I stopped in Ben’s bathroom to pee before taking refuge in his bed. Except I couldn’t, because Ben, Esther, and Ronnie were already hogging the damn thing.
“Hey!” I barked, snagging the pillow from underneath Ronnie’s head and smacking him with it. “Move! I wanna sleep too.”
“There’s room,” Ronnie groaned, flipping me the bird, and I hit him with the pillow again. “Dude!” His head shot up, and he glared, his face more boyish without his glasses. “Just get your ass in the bed.”
“I’m not having a threesome with you two,” I said, even as I obeyed, purposefully digging my elbows and knees into Ronnie’s back as I crawled over him.
Esther was already snoring, her sweater-dress riding up her thighs. Ben was crowded up against the wall, leaving the tiniest spot for me to fit between him and Esther. My heart pounded in my ears as I wriggled into the space, forcing myself to face Esther and not Ben. Lying this close to him was already a test of my self-control, and I didn’t want to tempt Fate.
With a sigh, that couldn’t have been disappointment—because it just couldn’t —Ben curled up at my back, his hands pressing into my spine. His every exhale ghosted over the back of my neck, and if I wasn’t already half-unconscious, I probably could have popped wood from the shiver-inducing sensation.
As it was, I closed my eyes and surrendered to sleep.
Hours later, I woke with Esther’s hair clogging my nose and one of Ben’s arms wrapped around my middle. He was breathing heavily into my shoulder, and Esther was snuggled into my chest. Ronnie lay star-fished across the rest of the mattress, taking up more of the bed then Ben, Esther, and I combined. The body heat was borderline uncomfortable, but I didn’t want to wake either of them by moving.
Esther shifted, her leg slipping between mine, and I stiffened when something hard pressed against my thigh. Since it was morning, I was hard too, so I wasn’t gonna judge. But I had a feeling Esther might feel differently.
Lying in a hot, awkward pile, I tried to ignore her hard-on and go back to sleep. But then she moved again, and I felt her body slowly stiffen as she woke up. She lifted her head and peeked up at me, the light from the bathroom painting her face in shadow. Our eyes met, and she swallowed thickly, scooting back an inch.
“Sorry,” she whispered.
“No biggie,” I said.
She made a face, and I captured her chin gently to stop her from looking away. Her eyes glittered in the dim lighting, and for a moment, she looked like she might cry.
“It’s cool,” I insisted, and she swallowed heavily.
“You knew,” she said, and it wasn’t a question. “When we first met, you clocked me, didn’t you?”

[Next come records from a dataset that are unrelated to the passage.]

PR #8386, opened 2023-12-22
Removes Ammunition Magazine Exploit with minor knockon effect of oldification

vode-code:
## About The Pull Request
This PR changes bullets and the ammo casings that contain them in these ways: both hold their own matter, casings have cleaner code, casings have double the price tag if unexpended, casings have a 10% chance to lose their bullets on being oldified, bullets are immune to oldification, darts are now caseless instead of using broken code to replicate the function, and bullets transfer their first matter to the shrapnel object on human impact.
This PR also reduces the direct cost of many objects that spawn containing bullets, changes the matter list of breacher AMR shells, and allows for items that do have matter but are contained within items that do not have matter to be eaten by autolathes.

## Why It's Good For The Game
Bullets, and the Casings that held them, used to be completely free before this PR.
This was very bad for the economy, as bullets are the most-used consumable within this game.
Most everything else is either making things compatible with these changes, or cleaning up problems found during the creation of this PR.
This PR should improve the economy.

## Testing
spawned havelock and lethal ammo disk, printed one .35 speedloader and one .35 SMG magazine, fired Havelock 36 times, recycled everything I printed, and lost exactly the correct amount of steel for it: 1.8.
fired revolver, maxim, pump shotgun, and rifle, placed the spent shells at the front of the queue, each case had one failure to fire but upon firing again, the appropriate result occurred.
after making caseless cases expended by oldification self-destruct, oldified and fired several box mags of caseless rifle ammunition without finding issues.

## Changelog
:cl: Chickenish
add: it is now possible to lathe-recycle containers that contain items with materials, even when the containers contain no materials.
tweak: Oldified Ammo Casings now rarely spawn spent.
tweak: Breacher Rounds recipe changed from uranium to plasteel.
balance: Bullets now cost materials instead of the magazine holding the entire price.
del: removed bullet inscription feature.
fix: dartguns now less broken!
/:cl:


Humonitarian:
Title is misleading, this PR does more than just remove an exploit.

> casings have a 10% chance to lose their bullets on being oldified

If this jams guns, wait for Firefox approval. Jamming is a rather controversial feature we probably do not want.

Otherwise, good PR and DevDel approval.

vode-code:
> Title is misleading, this PR does more than just remove an exploit.
> 
> > casings have a 10% chance to lose their bullets on being oldified

This is a replacement for the default oldification behaviour, which is to decrease the contained matter by up to 50%.

> 
> If this jams guns
on testing, this did not jam a revolver, a machine gun, pump action shotgun, nor magazine-fed rifle.

vode-code:
turns out dartguns were broken due to improper Qdeling, so I fixed that too.

code/modules/scrap/oldificator.dm
```diff
@@ -412,3 +413,28 @@
...
+/obj/item/projectile/make_old(low_quality_oldification)
+	return // why would the bullet being old change anything?
+
+/obj/proc/pre_old() // defined for compatibility
+	return
+
+/obj/item/ammo_magazine/pre_old(low_quality_oldification = FALSE) // this is needed to allow casings
+	if(!low_quality_oldification) // contained to self-delete
+		for(var/obj/item/ammo_casing/casing in stored_ammo)
+			casing.make_old() // this doesn't technically oldify anything, so can be done here
```
hyperioo, line 440:
```suggestion
			casing.make_old() // this doesn't technically oldify anything, so can be done here

```

code/modules/projectiles/projectile.dm
```diff
@@ -673,6 +673,17 @@
...
 
+/obj/item/projectile/get_matter()
+	. = matter?.Copy()
+	if(isnull(.)) // empty bullets have no need for matter handling
+		return
+	if(istype(loc, /obj/item/ammo_casing)) // if this is part of a stack
+		var/obj/item/ammo_casing/case = loc
+		if(case.amount > 1) // if there is only one, there is no need to multiply
+			for(var/mattertype in .)
+				.[mattertype] *= case.amount
```
hyperioo, line 684: Is it normal that when getting the matter a single projectile, the returned matter is multiplied by the number of projectiles in the stack? Or is gun code so cursed that it is an expected behaviour to have the matter of the whole stack returned?

vode-code: the single projectile is the only projectile in the entire stack, and must be treated as the entire stack to allow lathe code to know how much matter is "in" the stack of casings, as otherwise the "virtual projectiles", which only exist hypothetically, would be ignored.

hyperioo (approved):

I wasn’t sure how I could answer that without possibly hurting her feelings. Not everyone cared about passing, but it was important for some people. And whether I’d clocked her or not, it wasn’t my place to make assumptions about her identity.
I finally settled on, “I didn’t want to assume anything.”
A harsh breath puffed from her nose. “I know I don’t pass.”
Brushing a chunk of purple hair from her forehead, I asked, “Does that matter to you?”
“Sometimes.”
“Sorry.”
She shrugged. “That’s life, I guess.”
Our words faded into the shadows, and we listened to Ronnie and Ben snore for a long time.
“They were from my school,” she said at long last. “Those kids at the mall. They go to my school. I came back from the summer with a new name, and they use it like a slur.”
“That’s fucked up.” I took her hand and squeezed. “Is your family supportive?”
Her laugh cut through the darkness, sharp and bitter. “My dad’s trying; I know he is. But he’s the youth pastor at our church, and there’s expectations, you know?”
Nothing I could say would make it better, so I remained quiet.
“Mom pretends that nothing’s different, like I’m invisible. She doesn’t see me, so I’m this ghost of her son instead of her living, breathing daughter.”
“I’m so fucking sorry,” I said, twining our fingers together. She squeezed until my bones protested, but I didn’t let her go.
She hummed, a warm smile curling the edges of her mouth. “Huh, Ben was right about you.”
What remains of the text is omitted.